TNF-α, IL-6, IL-8, and G-CSF were associated with severity and mortality, but only IL-6 increased since admission in the critical patients and non-survivors, correlating with damage markers. The lack of a significant decrease in IL-6 levels in the critical patients and non-survivors in the early inflammatory phase (a decreased presence in the other patients) suggests that these patients did not achieve viral control on days 10-16. For all patients, lactate dehydrogenase and cfDNA levels increased with severity, and cfDNA levels increased in the non-survivors from the first sample (p = 0.002) to the late inflammatory phase (p = 0.031). In the multivariate study, cfDNA was an independent risk factor for mortality and ICU admission.
The distinct progression of IL-6 levels in the course of the disease, especially on days 10-16, was a good marker of progression to critical status and mortality and could guide the start of IL-6 blockade. cfDNA was an accurate marker of severity and mortality from admission and throughout COVID-19 progression.

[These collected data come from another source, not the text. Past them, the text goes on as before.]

PR #11, opened 2024-02-29
Banana

MJomaba:
* Adding the banana shaped distribution as an example model
* Add a simple test on that with HMC sampler
* Create a simple doc describing the example, to be used later as a vignette, with comparison of the random walk and HMC samplers


richfitz:
Thanks @MJomaba; I've pulled the banana into #5 for now so we'll get that merged with the HMC implementation and then I'll pull in the Rmd changes once we set up some basic docs

PR #12, opened 2024-03-01
Implement restartable chains

richfitz:
This PR implements restartable MCMC chains, with the requirement that a chain run in two chunks will be exactly the same as a chain run in one go.  This is going to require some additional thought when it comes in contact with some other in-flight work (which I anticipate doing in another PR perhaps, or depending on how merges go we could do it here):

* #9: we'll need to dump state from the model and reload.  This requires us to know (sort of) if the model is capturing the rng object or seeding from that object.  This will require in some cases ability to get the state back out of the model.
* #3 and #5: we need to provide an alternative to `initialise` for stateful samplers so that they can dump out their internal state and reload it.

I've left the idea of being restartable behind an off-by-default option, because it obliges us to retain a copy of the modek, runner and sampler used in the sampling.  That might be ok, but it will certainly bulk out the objects, particularly when they're saved to disk (and they may not all even serialise generally).  I'm not sure that this is all that bad though really.

I've also not pursued the idea that one might want to continue while changing the sampler or the runner

* the runner should always be easy to change because we will make sure that it won't change the results.  So we could offer a `runner` option that overrides the one baked in with relatively little increase in complexity
* the sampler _could_ be changeable but then we're doing something slightly different to a restart and are really just starting a new chain from the end point of an old one.  In particular there's no guarantee that appending two chains together is a reasonable thing to do


R/sample.R
```diff
@@ -145,6 +201,7 @@ combine_chains <- function(res) {
   density <- unlist(lapply(res, "[[", "density"))
   details <- lapply(res, "[[", "details")
   details <- if (all(vlapply(details, is.null))) NULL else details
+  rng_state <- lapply(res, function(x) x$internal$rng_state)
```
weshinsley, line 204: Should this get used yet?

R/sample.R
```diff
@@ -156,16 +213,62 @@ combine_chains <- function(res) {
...
+  samples <- list(pars = pars,
+                  density = density,
+                  details = details,
+                  chain = chain)
+  class(samples) <- "mcstate_samples"
+  samples
+}
+
+
+## This is absolutely terrible, but it will get there.
```
weshinsley, line 225: Yeah - the next few lines I am somewhat treating as a blackbox, but the tests are very clear and working!

tests/testthat/test-sample.R
```diff
@@ -146,3 +146,63 @@ test_that("need a direct sample function in order to start sampling", {
...
+                         restartable = TRUE)
+
+  set.seed(1)
+  res2a <- mcstate_sample(model, sampler, 10, 1, n_chains = 3,
+                          restartable = TRUE)
+  res2b <- mcstate_sample_continue(res2a, 10, restartable = TRUE)
+  res2c <- mcstate_sample_continue(res2b, 10, restartable = TRUE)
+
+  expect_equal(res2c, res1)
+})
```
weshinsley, line 182: So is the difference between these two tests just the extra res2c? Which we would not be able to do had we not included restartable=TRUE for res2b

weshinsley (approved):
OK - think I can understand this one

R/sample.R
```diff
@@ -156,16 +213,62 @@ combine_chains <- function(res) {
...
+append_chains <- function(prev, curr) {
+  n_chains <- length(prev$restart$rng_state)
+  i <- split(seq_along(prev$chain), factor(prev$chain, seq_len(n_chains)))
+  j <- lapply(
+    split(seq_along(curr$chain), factor(curr$chain, seq_len(n_chains))),
+    function(x) x[-1] + length(prev$chain))
+  k <- unlist(matrix(c(i, j), 2, byrow = TRUE))
```
M-Kusumgar, line 232: completely optional but i think it's less gross, also why are we skipping that first step of the restarted chain? is it because that'll be the initial so it will be repeated?
```suggestion
  i <- split(seq_along(prev$chain), prev$chain)
  j <- split(seq_along(curr$chain) + length(prev$chain), curr$chain)
  j <- lapply(j, function(x) x[-1])
  k <- unlist(rbind(i, j))
```

M-Kusumgar (approved):
This is quite a nice PR, enjoyed it :P, just a small suggestion and comment

R/sample.R
richfitz: > why are we skipping that first step of the restarted chain? is it because that'll be the initial so it will be repeated

Yes - exactly that. Ed and I are discussing if the first step is really part of the chain anyway; we might decide to discard it an retain initial conditions instead, in which case this will simplify slightly

R/sample.R
richfitz: vestigial I think, from before I tidied up the restart data

tests/testthat/test-sample.R
richfitz: yeah, it tests that we can restart a chain that was restarted; so both that we get the same answer as the combo chain (`res1`) and that the restart information is copied over

R/sample.R
```diff
@@ -156,16 +212,61 @@ combine_chains <- function(res) {
...
+}
+
+
+## This is absolutely terrible, but it will get there.
+append_chains <- function(prev, curr) {
+  n_chains <- length(prev$restart$rng_state)
+  i <- split(seq_along(prev$chain), prev$chain)
+  j <- split(seq_along(curr$chain) + length(prev$chain), curr$chain)
+  j <- lapply(j, function(x) x[-1])
+  k <- unlist(rbind(i, j))
```
EmmaLRussell, line 230: This is just to get the the `chain` chain indexes lined up nicely for the appended chains?

EmmaLRussell (approved):
Makes sense as far as I can tell!

PR #13, opened 2024-03-01
Basic HMC implementation (take 2)

richfitz:
Basic HMC implementation.

~Follows from #1 and #4, #7 and #10~ 
Was originally #5 but I was unable to resurrect that PR

Marc has reviewed already from a statistical perspective.


R/sampler-hmc.R
```diff
@@ -0,0 +1,220 @@
...
+hmc_transform <- function(domain) {
+  lower <- domain[, 1]
+  upper <- domain[, 2]
+
+  is_bounded <- is.finite(lower) & is.finite(upper)
+  is_semi_infinite <- is.finite(lower) & upper == Inf
+  is_infinite <- lower == -Inf & upper == Inf
+  unknown <- !(is_bounded | is_semi_infinite | is_infinite)
+  if (any(unknown)) {
+    ## This is not very likely to be thrown
```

严重的 COVID-19 涉及免疫反应失调,很可能与缺乏病毒控制有关的炎症。更好地了解免疫毒性、免疫抑制平衡以及 COVID-19 的评估可以帮助确定不同的临床表现是否由特定类型的免疫反应驱动。免疫反应和组织损伤的进展可以预测结果,并可能有助于患者的管理。
我们从 93 名住院患者中收集了 201 份血清样本,这些患者分为中度、重度和危重症。我们区分了病毒、早期炎症和晚期炎症阶段,并对 72 名患者的 180 份样本进行了单独的阶段进行了纵向研究,包括 55 名对照。我们研究了选定的细胞因子、P 选择素以及组织损伤标志物乳酸脱氢酶 (LDH) 和无细胞 DNA (cfDNA)。
TNF-α、IL-6、IL-8 和 G-CSF 与严重程度和死亡率相关,但只有 IL-6 在危重症患者和非幸存者中自入院以来增加,与损伤标志物相关。在早期炎症阶段,危重症患者和非幸存者中 IL-6 水平没有明显下降(其他患者中下降),这表明这些患者在第 10-16 天没有控制病毒。对于所有患者,乳酸脱氢酶和 cfDNA 水平随着严重程度的增加而增加,cfDNA 水平在非幸存者中从第一个样本开始增加(p=0.002)到晚期炎症阶段(p=0.031)。在多变量研究中,cfDNA 是死亡率和 ICU 入院的独立危险因素。
疾病过程中 IL-6 水平的不同进展,尤其是第 10-16 天,是向危重症状态和死亡率进展的良好标志物,并可能指导 IL-6 阻断的开始。cfDNA 是入院和 COVID-19 进展期间严重程度和死亡率的准确标志物。